Your instructions: For each line below that contains the word "graph", return that line.

Information given:
--- START ---
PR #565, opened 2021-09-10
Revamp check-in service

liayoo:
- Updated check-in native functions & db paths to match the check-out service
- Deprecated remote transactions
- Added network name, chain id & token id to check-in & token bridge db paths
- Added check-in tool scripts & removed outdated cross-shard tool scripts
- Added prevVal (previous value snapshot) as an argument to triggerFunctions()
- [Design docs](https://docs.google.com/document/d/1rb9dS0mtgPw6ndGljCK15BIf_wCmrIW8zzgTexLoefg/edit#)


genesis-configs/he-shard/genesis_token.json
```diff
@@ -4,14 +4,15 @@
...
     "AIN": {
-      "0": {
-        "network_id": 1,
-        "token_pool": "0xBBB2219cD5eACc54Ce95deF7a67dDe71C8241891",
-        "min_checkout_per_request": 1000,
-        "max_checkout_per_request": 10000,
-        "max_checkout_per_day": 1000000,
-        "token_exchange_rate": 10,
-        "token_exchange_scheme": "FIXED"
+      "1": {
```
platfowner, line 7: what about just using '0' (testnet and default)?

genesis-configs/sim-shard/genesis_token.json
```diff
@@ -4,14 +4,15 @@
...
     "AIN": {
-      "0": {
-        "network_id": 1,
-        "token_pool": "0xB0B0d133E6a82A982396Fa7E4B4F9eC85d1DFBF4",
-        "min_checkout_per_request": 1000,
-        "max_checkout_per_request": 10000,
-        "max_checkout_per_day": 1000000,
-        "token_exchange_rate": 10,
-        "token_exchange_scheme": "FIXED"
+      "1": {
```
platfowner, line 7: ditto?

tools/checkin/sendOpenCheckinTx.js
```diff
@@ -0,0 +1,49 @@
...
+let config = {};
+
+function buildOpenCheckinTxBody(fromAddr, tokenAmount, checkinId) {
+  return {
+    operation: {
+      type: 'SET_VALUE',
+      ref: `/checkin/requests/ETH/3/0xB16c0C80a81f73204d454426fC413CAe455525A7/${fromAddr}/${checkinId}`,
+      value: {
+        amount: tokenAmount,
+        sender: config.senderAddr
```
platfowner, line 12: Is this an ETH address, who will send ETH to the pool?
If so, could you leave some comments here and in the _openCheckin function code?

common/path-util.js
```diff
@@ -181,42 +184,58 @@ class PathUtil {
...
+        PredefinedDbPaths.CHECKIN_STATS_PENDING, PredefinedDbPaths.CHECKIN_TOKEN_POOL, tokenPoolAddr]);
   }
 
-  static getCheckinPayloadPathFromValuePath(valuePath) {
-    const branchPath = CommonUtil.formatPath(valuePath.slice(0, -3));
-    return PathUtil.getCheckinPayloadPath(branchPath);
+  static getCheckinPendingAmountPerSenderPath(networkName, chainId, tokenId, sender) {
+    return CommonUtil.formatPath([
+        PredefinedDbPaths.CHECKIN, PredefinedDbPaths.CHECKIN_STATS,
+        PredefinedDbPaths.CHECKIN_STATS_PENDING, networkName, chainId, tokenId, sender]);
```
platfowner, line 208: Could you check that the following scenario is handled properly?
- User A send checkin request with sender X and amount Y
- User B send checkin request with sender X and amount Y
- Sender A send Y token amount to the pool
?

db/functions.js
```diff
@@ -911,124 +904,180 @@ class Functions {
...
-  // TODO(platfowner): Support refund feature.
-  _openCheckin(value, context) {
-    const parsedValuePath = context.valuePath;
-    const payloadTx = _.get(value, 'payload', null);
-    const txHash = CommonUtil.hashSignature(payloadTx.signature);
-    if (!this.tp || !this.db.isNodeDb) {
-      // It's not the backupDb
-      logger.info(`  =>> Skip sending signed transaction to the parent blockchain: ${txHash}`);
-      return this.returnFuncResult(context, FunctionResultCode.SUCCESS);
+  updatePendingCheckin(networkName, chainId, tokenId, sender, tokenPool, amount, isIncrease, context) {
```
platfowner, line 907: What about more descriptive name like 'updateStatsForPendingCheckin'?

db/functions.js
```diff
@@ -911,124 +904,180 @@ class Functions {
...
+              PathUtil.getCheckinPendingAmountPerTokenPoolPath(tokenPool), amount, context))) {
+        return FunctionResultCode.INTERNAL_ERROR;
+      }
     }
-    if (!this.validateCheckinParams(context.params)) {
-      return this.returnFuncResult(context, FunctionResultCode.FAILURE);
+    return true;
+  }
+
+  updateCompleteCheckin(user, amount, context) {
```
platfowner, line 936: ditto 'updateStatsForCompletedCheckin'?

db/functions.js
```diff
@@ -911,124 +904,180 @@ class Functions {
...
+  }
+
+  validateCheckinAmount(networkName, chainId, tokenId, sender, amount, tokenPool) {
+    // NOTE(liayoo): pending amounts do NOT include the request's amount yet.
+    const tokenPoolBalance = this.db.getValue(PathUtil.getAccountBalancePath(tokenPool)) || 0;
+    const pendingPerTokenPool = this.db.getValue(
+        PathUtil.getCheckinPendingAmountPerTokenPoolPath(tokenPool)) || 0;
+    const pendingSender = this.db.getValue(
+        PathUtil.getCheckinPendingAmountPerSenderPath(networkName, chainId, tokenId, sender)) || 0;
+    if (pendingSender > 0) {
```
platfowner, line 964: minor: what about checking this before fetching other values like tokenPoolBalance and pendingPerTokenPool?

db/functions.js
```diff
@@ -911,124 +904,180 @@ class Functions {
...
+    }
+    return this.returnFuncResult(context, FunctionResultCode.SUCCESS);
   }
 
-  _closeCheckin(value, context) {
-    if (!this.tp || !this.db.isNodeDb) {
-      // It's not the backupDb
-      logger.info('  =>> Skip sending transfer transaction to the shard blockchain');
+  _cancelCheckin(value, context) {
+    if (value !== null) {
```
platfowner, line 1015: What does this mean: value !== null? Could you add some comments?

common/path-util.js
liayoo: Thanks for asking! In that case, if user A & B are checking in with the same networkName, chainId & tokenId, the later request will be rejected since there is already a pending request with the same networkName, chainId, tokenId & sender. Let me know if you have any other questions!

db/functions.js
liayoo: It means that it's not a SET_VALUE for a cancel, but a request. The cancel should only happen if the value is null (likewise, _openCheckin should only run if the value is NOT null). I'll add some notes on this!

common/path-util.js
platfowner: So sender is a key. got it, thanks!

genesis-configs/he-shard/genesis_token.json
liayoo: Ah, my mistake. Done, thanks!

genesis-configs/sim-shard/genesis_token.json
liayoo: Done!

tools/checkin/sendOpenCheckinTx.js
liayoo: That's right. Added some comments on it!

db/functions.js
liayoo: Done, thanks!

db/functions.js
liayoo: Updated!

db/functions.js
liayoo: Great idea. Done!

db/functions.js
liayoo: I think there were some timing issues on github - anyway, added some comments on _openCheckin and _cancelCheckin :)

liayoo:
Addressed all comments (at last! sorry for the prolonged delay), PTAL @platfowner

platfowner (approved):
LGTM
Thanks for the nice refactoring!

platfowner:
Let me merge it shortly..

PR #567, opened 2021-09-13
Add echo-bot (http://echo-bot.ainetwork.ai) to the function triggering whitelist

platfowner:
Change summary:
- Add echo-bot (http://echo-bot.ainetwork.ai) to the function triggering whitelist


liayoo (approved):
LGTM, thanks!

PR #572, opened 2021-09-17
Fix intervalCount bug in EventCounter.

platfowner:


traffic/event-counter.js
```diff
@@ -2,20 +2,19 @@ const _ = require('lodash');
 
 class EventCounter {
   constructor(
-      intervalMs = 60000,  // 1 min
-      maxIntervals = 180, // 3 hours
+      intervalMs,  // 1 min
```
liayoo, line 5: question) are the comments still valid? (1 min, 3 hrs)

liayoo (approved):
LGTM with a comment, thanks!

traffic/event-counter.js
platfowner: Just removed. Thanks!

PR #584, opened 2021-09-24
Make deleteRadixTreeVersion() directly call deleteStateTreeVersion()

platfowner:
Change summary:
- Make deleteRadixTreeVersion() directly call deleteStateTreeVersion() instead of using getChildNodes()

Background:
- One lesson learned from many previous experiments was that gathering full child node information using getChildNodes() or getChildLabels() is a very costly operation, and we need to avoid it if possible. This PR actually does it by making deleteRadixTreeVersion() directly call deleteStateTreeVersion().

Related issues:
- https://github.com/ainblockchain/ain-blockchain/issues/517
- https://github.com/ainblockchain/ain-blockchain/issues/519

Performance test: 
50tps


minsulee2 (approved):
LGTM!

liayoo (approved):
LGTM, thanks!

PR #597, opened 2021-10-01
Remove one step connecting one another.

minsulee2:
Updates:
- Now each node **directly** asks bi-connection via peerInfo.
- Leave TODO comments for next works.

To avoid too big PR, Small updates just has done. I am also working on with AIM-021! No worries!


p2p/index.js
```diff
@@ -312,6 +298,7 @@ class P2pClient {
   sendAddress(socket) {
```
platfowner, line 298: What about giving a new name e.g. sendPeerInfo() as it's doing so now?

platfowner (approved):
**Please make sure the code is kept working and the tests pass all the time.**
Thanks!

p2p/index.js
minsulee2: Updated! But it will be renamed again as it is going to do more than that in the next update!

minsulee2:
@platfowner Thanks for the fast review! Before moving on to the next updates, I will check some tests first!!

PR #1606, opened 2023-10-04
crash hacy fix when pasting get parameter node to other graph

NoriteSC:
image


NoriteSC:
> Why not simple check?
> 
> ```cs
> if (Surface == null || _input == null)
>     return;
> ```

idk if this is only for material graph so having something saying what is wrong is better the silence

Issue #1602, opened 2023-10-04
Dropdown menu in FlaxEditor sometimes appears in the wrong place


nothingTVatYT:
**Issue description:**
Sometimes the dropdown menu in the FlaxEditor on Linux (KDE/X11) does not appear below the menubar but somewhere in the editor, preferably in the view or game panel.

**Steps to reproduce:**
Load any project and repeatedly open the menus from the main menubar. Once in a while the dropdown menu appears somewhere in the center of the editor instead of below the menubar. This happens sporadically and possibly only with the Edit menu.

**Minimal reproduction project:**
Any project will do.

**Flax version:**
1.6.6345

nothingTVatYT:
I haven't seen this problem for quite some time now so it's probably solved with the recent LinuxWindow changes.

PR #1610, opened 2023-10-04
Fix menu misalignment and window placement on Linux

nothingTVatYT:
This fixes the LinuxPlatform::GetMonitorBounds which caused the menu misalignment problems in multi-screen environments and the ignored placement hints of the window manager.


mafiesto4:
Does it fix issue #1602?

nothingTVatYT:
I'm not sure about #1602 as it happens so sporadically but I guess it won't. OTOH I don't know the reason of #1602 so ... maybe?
--- END ---
Answer below:
crash hacy fix when pasting get parameter node to other graph
idk if this is only for material graph so having something saying what is wrong is better the silence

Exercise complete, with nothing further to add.